Python scripts to convert phased genotype data from SHAPEIT2 format (.haps/.sample) to plain text PLINK format (.ped/.map) while keeping the phasing information intact.

  1. The first step is to convert from SHAPEIT2 format (.haps/.sample) to IMPUTE2 format (.haps/.legend/.sample).
  2. The second step is to convert from IMPUTE2 format (.haps/.legend/.sample) to plain text PLINK format (.ped/.map). This step uses the SHAPEIT2 .sample file from the first step and the cut command in UNIX/Linux/Mac OS X.

The script to perform the first step, convert_shapeit2_to_impute2.py, is based on a script from PyPedia. The second script, convert_impute2_to_PEDMAP.py, is written by me, because the one(s) from PyPedia (and other places) would start to use swap space for large datasets and would, therefore, become excruciatingly slow; my script avoids using swap and performs the conversion in memory for any number of individuals.

Usage

Data has to be separated by chromosome; then, run a for ((i = 1; i <= 22; i++)); do ...; done loop and perform the following steps in the loop.

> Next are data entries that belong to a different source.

PR #505, opened 2020-11-11
CAS-512 Refactor mount_fs testcases to use NVMe protocol instead of NBD

mtzaurus:
Existing mount tests are refactored to not use Mthreads and to use NVMF protocol for testing nexus connectivity instead of NBD.

### DIFF
--- a/Cargo.lock
+++ b/Cargo.lock
@@ -1742,6 +1742,7 @@ dependencies = [
  "mbus_api",
  "nats",
  "nix 0.16.1",
+ "nvmeadm",
  "once_cell",
  "pin-utils",
  "proc-mounts",
--- a/mayastor/Cargo.toml
+++ b/mayastor/Cargo.toml
@@ -81,6 +81,7 @@ dns-lookup = "1.0.4"
 ipnetwork = "0.17.0"
 bollard = "0.8.0"
 mbus_api = { path = "../mbus-api" }
+nvmeadm = {path = "../nvmeadm", version = "0.1.0"}
 
 [dependencies.rpc]
 path = "../rpc"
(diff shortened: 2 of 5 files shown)


gila (approved):
Much much cleaner @mtzaurus :shipit:

gila:
I suspect one CI failure will happen which has something to do with the cargosha256... lets see what bors will do here.

gila:
bors try

tiagolobocastro (approved):
Do we need a "catch and unwind" on each test or a test fn which runs last to try and disconnect any leftover connected nvmf devices (eg if a test fn crashes and doesn't get to disconnect the nvmf device)?

gila:
> Do we need a "catch and unwind" on each test or a test fn which runs last to try and disconnect any leftover connected nvmf devices (eg if a test fn crashes and doesn't get to disconnect the nvmf device)?

We panic if one of the tests fails, and we can not unwind any more. Perhaps an idea is to, in the future, add a disconnect --all in the jenkins file?

mtzaurus:
> > Do we need a "catch and unwind" on each test or a test fn which runs last to try and disconnect any leftover connected nvmf devices (eg if a test fn crashes and doesn't get to disconnect the nvmf device)?
> 
> We panic if one of the tests fails, and we can not unwind any more. Perhaps an idea is to, in the future, add a disconnect --all in the jenkins file?

@gila Good point. Do

tiagolobocastro:
bors cancel

tiagolobocastro:
@mtzaurus there's a bug which is failing CI, should be fixed soon with 503.

jkryl (approved):

PR #520, opened 2020-11-18
env: add -l option to specify cores

gila:
The -l option serves the same purpose as the -m option however it accepts
a list of cores with ranges i.e 1,2,10-15.

Also two default values have been updated while here as the number of
shared buffers was to low to test this change and some notes to the YAML
file has been added.

### DIFF
--- a/deploy/mayastor-daemonset.yaml
+++ b/deploy/mayastor-daemonset.yaml
@@ -25,10 +25,6 @@ spec:
       nodeSelector:
         openebs.io/engine: mayastor
         kubernetes.io/arch: amd64
-      # NOTE: Each container must have mem/cpu limits defined in order to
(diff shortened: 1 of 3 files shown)


jkryl (approved):
@GlennBullingham I think we will need to update our docs. At least to state that mayastor will take 2 cores from the system by default now and potentially instructions on how to set it back to just one core for people who are just trying out the mayastor (on a poor VM).

gila:
> @GlennBullingham I think we will need to update our docs. At least to state that mayastor will take 2 cores from the system by default now and potentially instructions on how to set it back to just one core for people who are just trying out the mayastor (on a poor VM).

We already mention we the two CPU requirement IIRC. I hope, that with CPU: "2" it will simply not schedule there either. :crossed_fingers:

mtzaurus (approved):

PR #524, opened 2020-11-20
test: add IO failure test to validate admin queue timeouts

gila:


gila:
bors try

mayastor/src/core/descriptor.rs
```diff
@@ -192,12 +192,16 @@ impl Drop for Descriptor {
...
-        )
+        if self.0 != std::ptr::null_mut() {
+            write!(
+                f,
+                "Descriptor {:p} for bdev: {}",
+                self.as_ptr(),
+                self.get_bdev().name()
+            )
+        } else {
+            write!(f, "not alloacted")
```
paulyoong, line 203: Typo "allocated". Also should we say "Descriptor not allocated"?

mayastor/tests/bdev_test.rs
```diff
@@ -0,0 +1,337 @@
...
+//! possible.
+use std::{
+    sync::{atomic::Ordering, Arc},
+    time::Duration,
+};
+
+use once_cell::sync::OnceCell;
+
+const NEXUS_UUID: &str = "00000000-0000-0000-0000-000000000001";
+//const NEXUS_NAME: &str = "nexus-00000000-0000-0000-0000-000000000001";
```
paulyoong, line 45: Can we remove this line?

paulyoong (approved):

gila:
bors retry

mayastor/src/core/descriptor.rs
gila: hmm we should not print at all actually. if self.0 != null_mut() { ... } else { Ok()) } would be sufficient IMHO.

mayastor/tests/bdev_test.rs
gila: Sure.

chriswldenyer (approved):
LGTM
We should remove the error-store unit tests soon as they are not likely to be needed (in that form) again.

mayastor/tests/bdev_test.rs
```diff
@@ -0,0 +1,337 @@
...
+        .unwrap();
+    dbg!(h.bdev.list(Null {}).await.unwrap());
+}
+
+#[tokio::test]
+async fn nvmf_bdev_test() {
+    let queue = Arc::new(JobQueue::new());
+
+    Config::get_or_init(|| Config {
+        nvme_bdev_opts: NvmeBdevOpts {
```
tiagolobocastro, line 251: why are we using a non default config? so we won't spend as long in the test waiting for the timeout?

tiagolobocastro (approved):

gila:
> LGTM
> We should remove the error-store unit tests soon as they are not likely to be needed (in that form) again.

done

mayastor/src/bdev/nexus/nexus_child_error_store.rs
```diff
@@ -279,55 +279,57 @@ impl Nexus {
...
-                                error!(
-                                    "Failed to fault the child {}",
-                                    child_name,
-                                );
+                                let child_name = child.name.clone();
+                                info!("Faulting child {}", child_name);
+                                if nexus
+                                    .fault_child(&child_name, Reason::IoError)
+                                    .await
+                                    .is_err()
```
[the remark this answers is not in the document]
gila: That code is not used right now, I only added an if condition, we need to rework these parts anyway.

mayastor/tests/bdev_test.rs
gila: Yes, as im working (and others) on these test it's easy to change things here rather than in opts.rs as it requires a recompile of mayastor. this requires just a recompile of the test itself.

gila:
bors retry

tiagolobocastro:
bors try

  1. python convert_shapeit2_to_impute2.py chr${i}.haps chr${i}.sample temp${i}.haps temp${i}.legend temp${i}.sample
  2. python convert_impute2_to_PEDMAP.py temp${i}.haps temp${i}.legend chr${i}.sample chr${i} ${i}
  3. rm temp${i}.*

You can comment out the third step if you would like to keep the output in IMPUTE2 format as well.

NOTE

You might need to edit convert_impute2_to_PEDMAP.py to make it consistent with your phased SHAPEIT2 .sample file in terms of the number of columns.